Зима в Лиссабоне
Шрифт:
Каждый вечер Маранья приезжал за ним, втиснутый в невероятно крохотную машинку, тараканом взбегавшую по переулкам. Это был один из тех «моррисов», что считались чертовски спортивными лет двадцать назад, и Биральбо было не понять, каким волшебным образом Маранье удается туда поместиться да еще как-то шевелиться внутри. Он вел машину, будто слегка приплюснутый ее крышей, что-то бормоча себе в усы, закрывавшие весь рот, как у морского чудища, и поворачивал руль резкими, произвольными движениями — он то называл себя политическим эмигрантом прежних лет, то говорил, что скрывается от несправедливого обвинения в растрате. У Мараньи не было ни капли ностальгии по Испании, этой неблагодарной и завистливой стране, которая обрекает скитаться на чужбине всякого, кто восстает против посредственности, — разве и ему, Биральбо, не пришлось стать изгнанником и уехать за границу, чтобы добиться успеха в музыке? Во время репетиций Маранья, сидевший в первом ряду зала, улыбался и безмятежно дремал, как заплывший жиром Будда, а когда грохот ударных или внезапная тишина будили его, быстрым движением хватался за револьвер и подозрительно оглядывал сумрак пустого театра и приоткрытый красный занавес. Биральбо так и не решился спросить ни сколько ему заплатила Лукреция, ни в
Но в день концерта Биральбо не стал ждать ни клаксона машины Мараньи, ни жуткого грохота, с которым она катилась по брусчатке и останавливалась у выхода в здание, рядом с окном, откуда иногда выглядывали китаянки. Он поднялся с кровати, как набравшийся храбрости больной, глотнул крепкой настойки, посмотрелся в зеркало — круги под глазами и восьмидневная щетина придавали ему вид человека, изрядно побитого жизнью и измученного бессонными ночами, — спрятал в карман паспорт, как прячут пистолет, надел темные очки, спустился по узенькой лестнице с грязными резиновыми ковриками на ступенях и вышел в переулок.

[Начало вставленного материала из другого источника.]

PR #272, opened 2025-05-26
Nimiq Feedback

onmax:


src/components/modals/NimiqFeedbackModal.vue
```diff
@@ -0,0 +1,107 @@
...
+        onMounted(() => {
+            // Load CSS
+            const cssLink = document.createElement('link');
+            cssLink.rel = 'stylesheet';
+            cssLink.href = 'https://nq-feedback.maximogarciamtnez.workers.dev/widget.css';
+            document.head.appendChild(cssLink);
+
+            // Load JS
+            const script = document.createElement('script');
+            script.src = 'https://nq-feedback.maximogarciamtnez.workers.dev/widget.js';
```
onmax, line 54: Should we download this script on build so we don't have dynamic JS?

PS: probably this url will be changed

PR #290, opened 2026-02-14
fix: point validators API base URLs to workers

onmax:
## Summary
- The wallet was still using deprecated `.nuxt.dev` validator API domains.
- Switched staking API base URLs to Cloudflare Workers endpoints for mainnet and testnet.

## Why
- The legacy domains no longer reliably serve API traffic after migration.

## Notes
- Updated config files:
  - `src/config/config.mainnet.ts`
  - `src/config/config.testnet.ts`
  - `src/config/config.local.ts`


mraveux:
Good to me 👍

PR #157, opened 2020-03-03
meta and titles

greggb:
Updates some meta info and page titles


greggb:
Think I have a bug in here when re-building. WIP

PR #161, opened 2020-03-03
Add Related Article Flex-Wrap

jestapinski:
This PR adds some styling improvements for related articles (specifically padding and handling >4 related articles).

- Added `flex-wrap` to keep width consistent and move more cards to new rows
- Fixed padding/margin to properly have card hover state

Because of flex-wrapping and a fixed width, I decided to just switch to a `column` flex under the large size. Otherwise cards were awkwardly flushed left.

Screen Shot 2020-03-03 at 1 24 31 PM
Screen Shot 2020-03-03 at 1 24 43 PM
Screen Shot 2020-03-03 at 1 24 59 PM


jestapinski:
Thanks!

PR #165, opened 2020-03-03
Jb/update events preview

jbouzi12:
-Updates Events data to use the next 4 real events from the events api
- onError return the sample events data for eventsPreview


src/pages/community/events.js
```diff
@@ -43,8 +43,8 @@ export default () => {
                     {/* TODO: Add FilterBar */}
                     <H3>All Events</H3>
                 </EventsFilter>
-                {/* TODO: remove below when events_api is working */}
-                <EventsList items={[...sampleEvents, ...sampleEvents]} />
+                {/* TODO: update below to not use sample data when events_api is working */}
+                <EventsList items={[...sampleEvents]} />
```
greggb: Does this code and comment still apply? We're doing all the sample stuff in the hook now

jbouzi12: Good point, we can render events straight from the hook now.

PR #167, opened 2020-03-03
add styles to table

melissarudofsky:
didn't have designs for this so let me know if you can think of a way to make this look better! 
Screen Shot 2020-03-03 at 3 02 02 PM


jbouzi12:
Which article can I use to find this table?

melissarudofsky:
> Which article can I use to find this table?

i'll send you the updated env file and go to http://localhost:8000/quickstart/mongodb-node-tutorial#series-versions

PR #183, opened 2020-03-03
Jb/update featured articles

jbouzi12:
This PR updates the Home and Learn page featured articles based on the MVP List tab in this doc https://docs.google.com/spreadsheets/d/1bLXYHdL6P8shgEk2FJDJGTV8S0WL2VG1gnIikjvUSSo/edit#gid=1611784364


src/pages/learn.js
```diff
@@ -49,6 +49,44 @@ const Article = styled('article')`
     padding: ${size.medium};
 `;
 
+const FEATURED_ARTICLE_URLS = [
```
jestapinski: Is this to replace the build-time prop passed in `gatsby-node.js`?

jbouzi12: Wow I did not realize that was there. I can probably just update the article list here rather than doing the new filtering

jestapinski: Sounds good! Yep that is what I would suggest :)

jbouzi12:
Thanks @jestapinski for pointing out the article filtering in `gatsby-node` so we don't have this redundant filtering in the view.

jbouzi12:
> Thanks for the change!
> 
> Some of the slugs on articles don't match locally, but they are valid on staging so these should work once we get an updated local environment. LGTM
> 
> I asked Sophie to do a quick pull on her end from upstream/master so this should be resolved!

Ok sounds good!

PR #186, opened 2020-03-04
Remove erroneous article data from learn page

jestapinski:
This PR fixes the blank article on the learn page. What happened is we were getting data from stitch that looked like:

```
{ _id: 'some id',
  query_fields: {
    slug: '/'
    // no other fields
  }
}
```

While this data should be removed from stitch, we can also filter it out at build time. No learn page article should link to the home page.


jestapinski:
Thanks everyone!

PR #187, opened 2020-03-04
move title

greggb:
Could use a hand checking for any places that still use children instead of title where appropriate. Think I caught all the cases.

We should use title for text only titles and only pass children for things like the twitch feature.

This also bumps the featured home page articles to 3 lines which is different than the design, but prevent the cutoff on most of the articles.


greggb:
thanks!

PR #193, opened 2020-03-04
Filter Without Stitch, Dynamically Change Counts

jestapinski:
This PR adds build-time logic to compute filtering values for the learn page filters. Specifically, now:

- Choosing a filter dynamically updates the other filter to show options where at least one article exists.
- Choosing filters dynamically changes the number shown available in the other filter.
- **Choosing both filters removes count numbers from the filters** (keeping numbers here did not make sense).

Please give this a try locally and see if anything is wonky!

The logic is a bit odd but I think this best supports how we want to use the filters. I chose to represent the filters like so:

Screen Shot 2020-03-04 at 5 19 40 PM

Where each value loooks something like (here for `languages`):
Screen Shot 2020-03-04 at 5 21 30 PM

### DIFF
--- a/src/components/dev-hub/select.js
+++ b/src/components/dev-hub/select.js
@@ -78,6 +78,7 @@ const FormSelect = ({
     errors = [],
     narrow = false,
     onChange = null,
+    styleSelectedText = null,
     validationStatus = null,
     value = '',
     ...extraProps
@@ -89,6 +90,15 @@ const FormSelect = ({
         setShowOptions(!showOptions);
     }, [showOptions]);
     const selectOptions = typeof choices !== 'undefined' ? choices : children;
+    const updateSelectedText = useCallback(
+        text => {
+            const updatedText = styleSelectedText
+                ? styleSelectedText(text)
+                : text;
+            setSelectText(updatedText);
+        },
+        [styleSelectedText]
+    );
     /**
      * This useEffect should only be called once the component first renders with choices,
      * this should populate the select item with the default choice if there is one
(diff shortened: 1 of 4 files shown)


melissarudofsky:
it looks like after setting the filters, the numbers disappear 
Screen Shot 2020-03-05 at 9 59 49 AM

melissarudofsky:
not part of this PR but we have javascript, JavaScript, and Javascript

jestapinski:
> it looks like after setting the filters, the numbers disappear
> Screen Shot 2020-03-05 at 9 59 49 AM

Yeah let me double check this logic. If two filters are active I wanted to hide the numbers because they might not make sense with each other.

src/components/dev-hub/select.js
```diff
@@ -78,6 +78,7 @@ const FormSelect = ({
     errors = [],
     narrow = false,
     onChange = null,
+    styleSelectedText = null,
```
jestapinski: This prop helps add additional formatting to the selected text, so we can provide it different styling (such as removing the number) if need be. This addresses the hiding numbers issue in the dropdown.

src/components/dev-hub/select.js
```diff
@@ -45,7 +45,7 @@ const Options = styled('ul')`
         narrow
             ? `${OPTIONS_POSITION_OFFSET_NARROW}px`
             : `${OPTIONS_POSITION_OFFSET}px`};
-    width: 100%;
+    width: calc(100% + ${2 * BORDER_SIZE}px);
```
jestapinski: The dropdown did not seem to expand all the way across the component. I'll look into other select uses to make sure this aligns.

melissarudofsky:
testing it out locally and it seems like the numbers aren't matching up. could it be related to the blank article card?
Screen Shot 2020-03-05 at 1 58 50 PM
Screen Shot 2020-03-05 at 1 59 06 PM

jestapinski:
Yeah @melissarudofsky can re-start the dev server to make new pages?

jestapinski:
Thanks!

PR #198, opened 2020-03-05
Remove unused large images

jestapinski:
We have tons of large image files we are not actively using in the code, so this PR removes them to slim down the repo size.


jestapinski:
Thanks!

Одна из девушек помахала ему рукой из окна. У себя за спиной он услышал острые смешки, но оборачиваться не стал. Из ближайшей таверны шел густой дым, насыщенный запахами жира, смолы и азиатских кушаний. За стеклами очков мир был тускл, будто в сумерки или при затмении. Спускаясь в нижний город, он ощущал туже, почти невольную, легкость, как когда исчезал страх перед музыкой, ближе к середине концерта, в тот миг, когда руки переставали потеть и начинали сами собой повиноваться скорости и гордости, столь же чуждым сознанию, как биение сердца. После очередного поворота перед Биральбо вдруг открылся вид на весь город и бухту, на далекие танкеры и подъемные краны порта, на красный мост над водой, слегка размытый опаловым туманом. Только музыкальный инстинкт направлял его, не давая потеряться и заставляя узнавать места, которые он видел раньше, когда бродил в поисках Лукреции, выводя сквозь сырые проходы и переулки с высокими заборами на просторные лиссабонские площади с колоннами и статуями, к тому грязноватому театру, где в конце прошлого века горели огни и пробегали быстрые тени первых кинокартин. Следы тех времен можно обнаружить только в Лиссабоне: Биральбо рассказывал мне, что на фасаде театра, где проходил тот концерт, красовалась вывеска с аллегорическими фигурами и нимфами, на которой витиеватыми буквами было выведено странное слово «Аниматограф». Еще не дойдя до ровных и похожих друг на друга улиц нижнего города, ему стали попадаться на глаза афиши, где ниже имени Билли Свана красными буквами значилось его новое имя: «Джакомо Долфин, фортепиано».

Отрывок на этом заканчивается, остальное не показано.